What kind of diameter and length are we looking at here?
I ask because I too just received a WTT rounder carbide. Unfortunately, I seem to have a 'problem'.....I don't have any stock, in stock, for making a handle at this time. Sort of strange for a fella with logs and a sawmill? Not really, I hate boring timber and I don't have any! Guess I need to find something....




Scott (nothing straight here) B


----------



## Blueglass (Mar 16, 2014)

Why does it have to be boring? Could be straight grained with great color right? Say hedge?

Reactions: Agree 1


----------



## JR Custom Calls (Mar 16, 2014)

Ooooh.. burnt hedge handle. You just gave me an idea for the handle for my detailer that I've yet to purchase. Got plenty of hedge to make one!

Reactions: Like 1


----------



## woodtickgreg (Mar 16, 2014)

SDB777 said:


> Nice!
> 
> What kind of diameter and length are we looking at here?


Well their really is no set size, it kinda comes down to what size and shape the user prefers. I like my handles a little on the thick and heavy side, others may like theirs thinner, everyone is different. I like extra length on my tools as well for leverage and control. Any hardwood will make a good handle. 1 1/2" x 1 1/2" or 2 x 2 square is a good start for mid size tools, length ? 12" and up, I like mine longer. Like I said, it's an individuals preference.


----------



## SDB777 (Mar 16, 2014)

Guess it wouldn't have to be boring, but I'd prefer straight grained.....thinking that crotch wood wouldn't be too good of an idea.

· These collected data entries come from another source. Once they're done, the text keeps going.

PR #436, opened 2026-08-16
Reject out-of-range sql date/time fields in DateTimeConverter.toDate

rootvector2:
`DateTimeConverter.toDate` builds `java.sql.Date`/`Time`/`Timestamp` with `valueOf`, which silently rolls over out-of-range fields (`2006-02-31` -> `2006-03-03`, `25:70:90` -> `02:11:30`, `2006-10-23 25:70:90` -> next day), so malformed input in the default `useLocaleFormat=false` path is accepted as a different value instead of rejected; found while auditing the sql converters against the strict `setLenient(false)`/`ParsePosition` check the same class already applies on its locale-format branch, and fixed by validating against strict JDBC-format `DateTimeFormatter`s (`ResolverStyle.STRICT`) before `valueOf`, leaving valid padded and single-digit input unchanged.

### DIFF
--- a/src/main/java/org/apache/commons/beanutils2/converters/DateTimeConverter.java
+++ b/src/main/java/org/apache/commons/beanutils2/converters/DateTimeConverter.java
@@ -22,10 +22,16 @@ import java.text.SimpleDateFormat;
 import java.time.Instant;
 import java.time.LocalDate;
 import java.time.LocalDateTime;
+import java.time.LocalTime;
 import java.time.OffsetDateTime;
 import java.time.ZoneId;
 import java.time.ZonedDateTime;
+import java.time.format.DateTimeFormatter;
+import java.time.format.DateTimeFormatterBuilder;
 import java.time.format.DateTimeParseException;
+import java.time.format.ResolverStyle;
+import java.time.format.SignStyle;
+import java.time.temporal.ChronoField;
 import java.time.temporal.TemporalAccessor;
 import java.util.Calendar;
 import java.util.Date;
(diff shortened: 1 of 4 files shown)


garydgregory:
Hello @rootvector2 

Thank you for the PR.

The Javadoc  and exception messages should be updated, for example

> String must be in JDBC format [yyyy-MM-dd] to create a ...

The behavioral contract has now become stricter: out-of-range fields are rejected instead of being rolled over. The error messages are unchanged. The Javadoc and messages are technically still true but it do not document the new
strictness. How about mention that "validation is strict, out-of-range fields are rejected”.

rootvector2:
Makes sense. Updated all three exception messages to append "validation is strict, out-of-range fields are rejected" and added the same note to the `toDate` javadoc. Full `mvn` build still green (1287 tests, 0 failures).

garydgregory:
Hello @rootvector2 

I pushed patched up version of this PR. I think this PR can be closed unless you see follow up work needed.

The problematic bug I fixed is three instances of double parsing.

Instead of going round and round, I applied the diff locally, made the following changes, and pushed to master.

Double parsing for the `java.sql.Date` case.

Validation parses with the strict formatter and valueOf parses again. Functionally correct, but wasteful. For example:
```
LocalDate.parse(value, SQL_DATE_FORMAT);
return type.cast(java.sql.Date.valueOf(value));
```
The parsed LocalDate is discarded. A more efficient form would be `Date.valueOf(LocalDate.parse(...))`.

Double parsing of for the `java.sql.Time` case. Same as above.

Double parsing of for the `java.sql.Timestamp` case. Same as above.

I added details to Javadocs to clarify intent.

I added the follow unit tests:

In SqlDateConverterTest

testDefaultStringToTypeConvertValidLeapYear
testDefaultStringToTypeConvertInvalidNonLeapYearFeb29
testDefaultStringToTypeConvertValidBoundaryDates
testDefaultStringToTypeConvertStrictValidationMessage

In SqlTimeConverterTest

testDefaultStringToTypeConvertValidBoundaryTimes
testDefaultStringToTypeConvertInvalidTimeHourMinuteSecond
testDefaultStringToTypeConvertStrictValidationMessage

In SqlTimestampConverterTest

testDefaultStringToTypeConvertValidTimestampWithFraction
testDefaultStringToTypeConvertInvalidTimestampOutOfRangeDate
testDefaultStringToTypeConvertInvalidTimestampOutOfRangeTime
testDefaultStringToTypeConvertStrictValidationMessage

These tests cover valid leap-year and boundary values, invalid out-of-range values for all three SQL types, timestamp fraction handling and verification that the new ConversionException messages mention strict validation.

You are credited in `changes.xml`.

rootvector2:
Confirmed 148cad5 on master covers everything, no follow up needed. Agreed on `valueOf(LocalDate.parse(...))`, cleaner than parsing twice. Thanks for landing it and the credit.

PR #437, opened 2026-08-22
Skip static methods in FluentPropertyBeanIntrospector and mapped lookup

rootvector2:
`FluentPropertyBeanIntrospector.introspect` turns every public method whose name starts with the write prefix into a write method without checking `Modifier.isStatic`, and `MappedPropertyDescriptor.getMethod` accepts the static methods `getMatchingAccessibleMethod` returns (unlike its sibling `internalGetMethod`, which already skips them), so once the fluent introspector is registered `BeanUtils.setProperty(form, "locale.default", "fr-FR")` on any bean with a `Locale` getter invokes the static `Locale.setDefault` and any public static `setX(T)` or `getX(String)`/`setX(String, T)` reachable through a nested property becomes writable from a `populate` map; found while auditing the introspectors against the JavaBeans rule `java.beans.Introspector` follows (static methods are never accessors), fixed by skipping static methods at both lookup sites, with regression tests in `FluentPropertyBeanIntrospectorTest` and `MappedPropertyTest` that fail without the runtime change.


garydgregory:
@rootvector2 merged 🚀 Thank you.

PR #438, opened 2026-09-01
NumberConverter.toNumber(Class, Number): Preserve float and double magnitude when converting to BigInteger

rootvector2:
`NumberConverter.toNumber(Class, Number)` converts a `Float` or `Double` source to `BigInteger` through `BigInteger.valueOf(value.longValue())`, so a floating-point magnitude past `long` range silently saturates instead of keeping its value: `converter.convert(BigInteger.class, 1e30d)` returns `9223372036854775807` and `1e20f` returns the same, not the real magnitude.

the sibling `BigDecimal` branch just above already formats `Float`/`Double` with `new BigDecimal(value.toString())` to avoid exactly this, and #401 / #408 established that `BigInteger` and `BigDecimal` conversions must preserve magnitude. this routes floating-point sources through `new BigDecimal(value.toString()).toBigInteger()`; integer sources keep the exact `longValue()` path and in-range values are unchanged. found while auditing the `toNumber` narrowing family after #404, which only added the `Long` and `Float` range checks and never touched the `BigInteger` branch.

`BigIntegerConverterTest.testLargeFloatingPointMagnitude` fails before the change (`9223372036854775807`) and passes after.

### DIFF
--- a/src/main/java/org/apache/commons/beanutils2/converters/NumberConverter.java
+++ b/src/main/java/org/apache/commons/beanutils2/converters/NumberConverter.java
@@ -493,6 +493,9 @@ public abstract class NumberConverter<N extends Number> extends AbstractConverte
             if (value instanceof BigDecimal) {
                 return targetType.cast(((BigDecimal) value).toBigInteger());
             }
+            if (value instanceof Float || value instanceof Double) {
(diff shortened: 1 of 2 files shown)


garydgregory:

Scott (I need some Osage Orange now) B


----------



## woodtickgreg (Mar 16, 2014)

I kinda like straight grained ish for handles, just for strength.

Reactions: Agree 3


----------



## bluedot (Mar 16, 2014)

The handle on the round tool is 8 1/2" long and 1 1/8" at the ends. The handle on the other is the same diameter except it is 10" long. I used oak for strength.
I am trying to decide on a ferrule or a wire wrap. Depends on what material I can find that I like.


----------



## SDB777 (Mar 16, 2014)

I noticed that HomeDepot has 1 or 1-1/2 inch couplers. I guess they might have actual 'pipe' in that size, but you probably would have to get 24" of it.....but that might be a good thing(you'll need to get more carbides!)



Scott (like to see a wire wrapped though) B


----------



## woodtickgreg (Mar 16, 2014)

I just used the couplers at first and cut them in half and debured them. A short length of pipe would yield a lot of ferrules. I use the 1" on my tools, plenty strong.


----------